A little aggravated to all of sudden smell gasoline inside the house. My garage is attached to the house. I just picked this up second hand and got it running.

I think it's the carb float and needle. I ruled out the bowl, gasket, fuel screw and gasket as well due to the fact when I dropped the bowl it was full of fuel.

The float is in great shape with no leaks, there is no corrosion on the needle. IT RUNS LIKE A CHAMP. It's hard for me to tell if there is O ring where the needle valve goes. 

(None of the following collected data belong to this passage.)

PR #84, opened 2019-04-22
Update distributor.py

mcen1:
When attempting to sync a debian repo missing "all", an exception is generated with this line trying to remove "all". So I added an "if" to only remove if it's there.

### DIFF
--- a/plugins/pulp_deb/plugins/distributors/distributor.py
+++ b/plugins/pulp_deb/plugins/distributors/distributor.py
@@ -406,7 +406,8 @@ class MetadataStep(PluginStep):
                         release_meta_files.append(bz2_file_path)
 
             # Create the 'Release' file (for each release):
-            release_meta_data['architectures'].remove('all')
+            if 'all' in release_meta_data['architectures']:
+              release_meta_data['architectures'].remove('all')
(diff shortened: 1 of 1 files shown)


plugins/pulp_deb/plugins/distributors/distributor.py
```diff
@@ -406,7 +406,8 @@ def process_main(self, item=None):
                         release_meta_files.append(bz2_file_path)
 
             # Create the 'Release' file (for each release):
-            release_meta_data['architectures'].remove('all')
+            if 'all' in release_meta_data['architectures']:
+              release_meta_data['architectures'].remove('all')
```
quba42: I think this can also be solved by using `release_meta_data['architectures'].discard('all')` (`discard` instead of `remove`).

If my hunch is correct I would prefer this as a more lightweight alternative.
@mcen1 Can you test if that would also work for your problem?

mcen1: yup that's much better and cleaner, thank you!

quba42:
If you squish the two commits together, you have my ACK.
Thanks for the contribution!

This is my first Briggs and Stratton and my last. They want $60 for a carb compared to Off brand tecumsahs. Am I on the right track about needle or do I need to look elsewhere


----------



## jtclays (Sep 24, 2010)

Easy answer is something may be stuck in the inlet to needle seating area. Requires inspection and cleaning, but easy and cheap. More expensive and likely:
Pull the bowl and manual move the float, with fuel on, until it stops fuel.
If it's a plastic float, check to make sure it moves to level with the carb body at full up position (if still on the machine). If goes past level with the carb body the needle clip is warped. If you have a rubber tipped needle, you likely need a new brass seat, common problem on Briggs.

You should also check your oil level/smell for fuel in the crankcase


----------



## Toro-8-2-4 (Dec 28, 2013)

It there is not one already, you may want to install a fuel shut off. 

This can prevent a flood if the needle or float ever fail again in the future.


----------